I would even suggest that the game be played every year in Memphis, with the tickets being split 50-50. That would create the most excitement, game revenue, and post-game party opportunities. Oxford is a great little town, but it just isn’t up to hosting a post-game party attended by 50,000 fans.
And wouldn’t it be nice if this game could be moved back to the evening? Southern football was not meant to be played in early September in the middle of the day. Ole Miss coach Tommy Tuberville can whine all he wants about ticket sales, but the biggest obstacle this year is an 11:30 a.m. kickoff. Here’s the choice for Mid-South football fans: Wade through an Oxford traffic jam, bake in the scorching midday sun for three hours, then do the traffic jam again, or stay home and watch the game free on TV. Hey, it’s not fan apathy holding up ticket sales, it’s college football selling its soul to TV. Again.
This game is more important to Memphis than it is to Ole Miss. That’s a given. The Rebs play in a better conference and have long-established rivalries against teams like Mississippi State, LSU, Alabama, and Arkansas. They don’t need the hassle of playing an out-of-conference neighborhood rival who occasionally has the audacity to win the game. Who could blame Ole Miss officials if they took the Frank Broyles highway and ditched Memphis for Northeast Louisiana?
But Saturday’s game at Vaught-Hemingway Stadium will be the 50th meeting between the two schools. And that is a tradition that is worth keeping, tradition being, after all, the lifeblood of college sports. So what if Memphis rarely wins? So what if the game gets little notice around the United States? It is the traditional kickoff for the Mid-South football season, just as surely as the Mississippi State-Ole Miss game is the conclusion to the football season in this area.

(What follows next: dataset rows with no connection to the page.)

PR #3329, opened 2026-09-01
[Base API] Delete ArcMessenger; DeviceFirmware::send_device_command is the one command path

nbuncicTT:
## Issue

With every production caller on `DeviceFirmware::send_device_command` (#3322), `ArcMessenger` is a second, TTDevice-coupled sender with no callers left outside tests — and the adversarial review showed the two copies had already drifted (lock set, PCIe-hang tripwire).

## Description

The `ArcMessenger` family is deleted; `send_device_command` is the one command path. `BlackholeArcMessenger` duplicated what the firmware already owns (it built a second APB window and message queue for the same device); `WormholeArcMessenger`'s protocol lives in `WormholeDeviceFirmware::send_device_command` with the exact lock set and hang tripwire restored in #3322's review round.

Consumers converted:

- The **card tests** (`test_arc_messages_wh/bh`) drive the firmware directly. The Blackhole tests used to work without `init_tt_device()` because the messenger built its own queue — a bypass around the pre-init guard; they now bring the firmware up explicitly with `init_firmware()`.
- The **Python `arc_msg` bindings** (three overloads) send through the firmware and read `DeviceCommandResult`.
- `TTDevice::get_arc_messenger()` and the `arc_messenger_` member are gone; `init_tt_device()` no longer builds one.

Note: `TTDevice::read_from_arc_apb`/`write_to_arc_apb` do **not** die here — the Wormhole SPI engine still drives the SPI controller through them directly. They retire when SPI moves onto window components (follow-up).

## List of the changes

- Deleted: `arc_messenger.{hpp,cpp}`, `wormhole_arc_messenger.{hpp,cpp}`, `blackhole_arc_messenger.{hpp,cpp}`, `TTDevice::get_arc_messenger`, `arc_messenger_`.
- Converted: both ARC-message card test suites, the three Python `arc_msg` bindings.
- Stale includes dropped across nine files.

## Testing

`baremetal_tests` 254/254, simulation on and off, Python bindings build, no undefined symbols. The rewritten suites are card tests — validated by card CI.

## API Changes

- Removed: `TTDevice::get_arc_messenger()`, `ArcMessenger`/`WormholeArcMessenger`/`BlackholeArcMessenger` (no users in tt-metal/tt-exalens; tests and Python bindings converted in this PR).

Stacked on #3327.


nbuncicTT:
Folded into #3322 per review: the messenger now dies in the same diff its replacement lands in — #3322 also converts the override-internal call sites (set_clock_state ×2, WH get_chip_info harvesting) that had kept it alive mid-stack.

PR #3332, opened 2026-09-01
[Base API] Delegate the training APIs to DeviceFirmware

nbuncicTT:
## Issue

#2872
Delegate the training APIs to `DeviceFirmware`: `wait_eth_core_training`, `get_eth_core_training_status`, `wait_dram_channel_training`.

## Description

The per-arch bodies move into the firmware implementations, and everything whose only reason to exist was serving them dies in the same diff:

- **Ethernet**: Wormhole's retrain/status/link-error decode (with the UBB timeout-is-only-a-warning rule, read through the info provider) and Blackhole's port-status read move verbatim. `TTDevice::wait_eth_core_training` and `read_eth_core_training_status` become non-virtual forwarders that resolve the `CoreCoord` and pass the thread-selected NOC; they keep their signatures (`wait` still returns the elapsed time its callers subtract from a timeout budget — now measured around the firmware call rather than inside the loop). All four per-arch overrides of each are deleted.
- **DRAM**: the base `TTDevice::wait_dram_channel_training` body moves into the firmwares — Wormhole treats a reported failure as terminal (it cannot retrain), Blackhole retries up to its 3 attempts through a private `retrain_dram_core` built on `send_device_command`. The `TTDevice` retrain machinery dies: `retrain_dram_core` (pure virtual + WH throw-stub + BH + simulation overrides) and `get_max_dram_retrain_attempts`.
- **Simulation**: one arch-aware `SimulationDeviceFirmware` serves the RTL semantics (no wait, `SUCCESS`); TTSim's "not supported" throws were unreachable — the simulation chip flow never waits on training.

Spec note: `get_dram_channel_training_status` is the one spec method deliberately not added — nothing in `TTDevice` maps to it and it would land caller-less; it arrives with its first consumer.

## List of the changes

- `DeviceFirmware`: `wait_eth_core_training`, `get_eth_core_training_status`, `wait_dram_channel_training`; implemented in WH, BH (with private `retrain_dram_core`), simulation.
- `TTDevice`: both eth methods non-virtual forwarders; `wait_dram_channel_training` forwards; `retrain_dram_core`/`get_max_dram_retrain_attempts` family deleted; all per-arch training overrides deleted (WH, BH, TTSim, RTL-sim).

## Testing

`baremetal_tests` 254/254, simulation on and off, no undefined symbols. The moved paths are card-exercised via topology discovery and `Chip` start-up in card CI.

## API Changes

- `TTDevice::wait_eth_core_training`/`read_eth_core_training_status` keep signatures, now non-virtual.
- Removed: `TTDevice::retrain_dram_core`, `TTDevice::get_max_dram_retrain_attempts` (protected; no external users).

Stacked on #3329.


device/api/umd/device/tt_device/tt_device.hpp
```diff
@@ -362,8 +362,8 @@ class TTDevice {
      * @param timeout_ms Timeout in ms.
      * @return Time taken in ms.
      */
-    virtual std::chrono::milliseconds wait_eth_core_training(
```
broskoTT, line 365: Doesn't topology discovery use the return value of this to fine control the amount of time passed for all eth training on all cores?

broskoTT (approved):

device/api/umd/device/tt_device/tt_device.hpp
nbuncicTT: Not sure, but the change is about the signature being virtual, hence this is delegated now to device firmware and we measure how much device firmware takes time for this API

broskoTT: We synced offline, found what confused me, all is good.

device/tt_device/firmware/blackhole_device_firmware.cpp
```diff
@@ -355,6 +357,99 @@ tt_xy_pair BlackholeDeviceFirmware::get_firmware_noc_coord(NocId noc_id) const {
...
+    }
+
+    // Number of retrain attempts is chosen based on syseng team testing.
+    constexpr uint32_t MAX_DRAM_RETRAIN_ATTEMPTS = 3;
+    uint32_t num_retrain_dram_core = MAX_DRAM_RETRAIN_ATTEMPTS;
+    auto start = std::chrono::steady_clock::now();
+    while (true) {
+        std::vector<DramTrainingStatus> dram_training_status =
+            firmware_info_provider_->get_dram_training_status(dram_banks_number);
+
```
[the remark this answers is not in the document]
nbuncicTT: Valid — a pre-init call would null-deref where the old path threw UninitializedDeviceError through the facade getter. Guard (same shape as set_clock_state's) queued for the follow-up PR right after the stack lands, kept out of the stack to preserve CI.

Issue #3316, opened 2026-08-31
Simulation: report the role and the simulator link of an opened SimulationConnector


pjanevskiTT:
**Description**

`SimulationConnector::discover()` returns only the devices. Once it returns, a caller cannot ask what it got: whether this process is hosting the simulation or attached as a client to someone else's host, and what simulator sits behind the devices. `role_for()` answers the first question only before opening, from the path, and `Cluster` takes the simulation fields as `ClusterOptions` inputs and exposes no getters for them.

A consumer needs to know, after opening, what it is connected to.

**Scope**

Report from an opened connector:

- The role: host or client.
- As host: the simulator behind it (the `libttsim.so` or the RTL build directory) and the backend kind; whether it is serving, and if so the server directory and per-chip socket paths it is serving on — including a directory UMD allocated itself, which the caller has no way to learn today.
- As client: the server directory and per-chip socket paths it attached to, and the simulator the host is running — its `libttsim.so` path or RTL build directory, plus the arch and backend kind.

The same information must be reachable through `Cluster` and from Python (#3315).

**Timeline**

**Is your feature request related to a problem? Please describe.**

tt-exalens needs to tell the user what it is connected to — "hosting `libttsim_blackhole.so`" versus "attached to the server in `/tmp/tt-umd-sim-server-0`". The connector reports nothing back, and a host that let UMD allocate the server directory cannot even name the directory it is serving in.

**Definition of Done**

- After opening, a caller can ask whether it is host or client and get the simulator link for that role, from C++ and from Python.
- A host serving in a UMD-allocated directory learns that directory without pre-allocating it.
- Covered by tests for both roles.

PR #3336, opened 2026-09-01
Simulation: report the role and simulator link of an opened connection

pjanevskiTT:
### Issue
#3316. Stacked on #3333, which binds the `discover()` signature this PR changes.

### Description
`SimulationConnector::discover()` returned only the devices, so a caller could not ask what it had opened: whether this process runs the simulation or attached to a host that does, and which simulator sits behind it. `role_for()` answers only the first, only from the path, and only before opening — re-running it afterwards races a host that has since exited. Worse on the host side: with `server_directory` empty the connector allocated one internally and merely logged it, so a caller that did not pre-allocate could never name the directory it was serving in.

`discover()` now returns that connection alongside the devices, and `Cluster` reports the same through `get_simulation_connection()`. A host names the simulator it opened; a client names the directory it attached to plus the simulator the host reports over the wire, which needed a new `simulator_path` field in the device-info message — appended last, so an older host still decodes and the client reads it as empty. Role and backend stay separate fields rather than one enum, since they are orthogonal axes.

### List of the changes
- `SimulationConnector::Connection` (role, simulator, backend, arch, server directory, sockets) and `discover()` returning it with the devices; call sites updated.
- `Cluster::get_simulation_connection()`, recording the host side including a UMD-allocated server directory.
- `simulator_path` added to `SimulationServerDeviceInfo` and served by the host; `SimulationTTDevice::backend_type()` made public.
- Python bindings for the connection and the new `discover()` shape; docs and tests.

### Testing
CI

### API Changes
`discover()` returns `SimulationConnector::Result` instead of the device map. New `Cluster::get_simulation_connection()`. `SimulationTTDevice::backend_type()` is now public. `describe_device()` takes the simulator path. In Python, `SimulationConnector.discover()` returns `(connection, devices)`.

### Full stack diff

### DIFF
--- a/device/api/umd/device/cluster.hpp
+++ b/device/api/umd/device/cluster.hpp
@@ -26,6 +26,9 @@
 #include "umd/device/chip/remote_chip.hpp"
 #include "umd/device/cluster_descriptor.hpp"
 #include "umd/device/soc_descriptor.hpp"
+#ifdef TT_UMD_BUILD_SIMULATION
+#include "umd/device/simulation/simulation_connector.hpp"
+#endif  // TT_UMD_BUILD_SIMULATION
 #include "umd/device/topology/topology_discovery.hpp"
 #include "umd/device/topology/topology_discovery_options.hpp"
 #include "umd/device/tt_device/remote_communication.hpp"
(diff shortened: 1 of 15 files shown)


pjanevskiTT:
Not actually merged — GitHub auto-closed this while the stack was being reordered, because for a moment this PR's head was an ancestor of its own base branch. Superseded by #3341, which carries the same commit based on `main`. Nothing here landed on `main`.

Unlike Texas-Oklahoma, Alabama-Auburn, and Notre Dame-Southern Cal, this rivalry is our little secret. And who can forget Buford McGee scoring the first time he touched the ball in a college game? I can still see him rushing through the Tiger defense. You would have thought he was on his way to pick up the Heisman Trophy. The Rebels won that thrilling game 38-34.
But I can also remember Tiger fans standing and shaking their car keys at Ole Miss fans as they made an early exit from the 1983 game. Rex Dockery’s team was coming off successive 1-10 seasons and a win over the Rebels was a great way to start the season. The Liberty Bowl goal posts came down after that one. They wouldn’t come down again until November 9, 1996.
I can remember junior linebacker Damon Young making those dramatic hits on third and fourth down at the Tiger goal line in 1987, preserving a 16-10 win. The Tigers were starting the season after yet another 1-10 campaign and the heart-stopping victory was the perfect sendoff for a Charlie Bailey team that would finish the season 5-5-1.
I love it when Memphis plays Ole Miss, loved it even more before officials at the University of Mississippi did away with some of the Old South trappings the school had wrapped itself in for so many years. When the Rebel football team ran onto the field to the sounds of Dixie and thousands of fans rose as one waving the Confederate flag — well, I’ll be honest with you, I’ve never felt such righteous indignation in my life. For me, that wasn’t a football feeling, it was political, pure and simple.
But that was then. Today, Ole Miss is still the biggest rival on the Memphis schedule, but somehow it’s not quite as much fun to hate them as it used to be.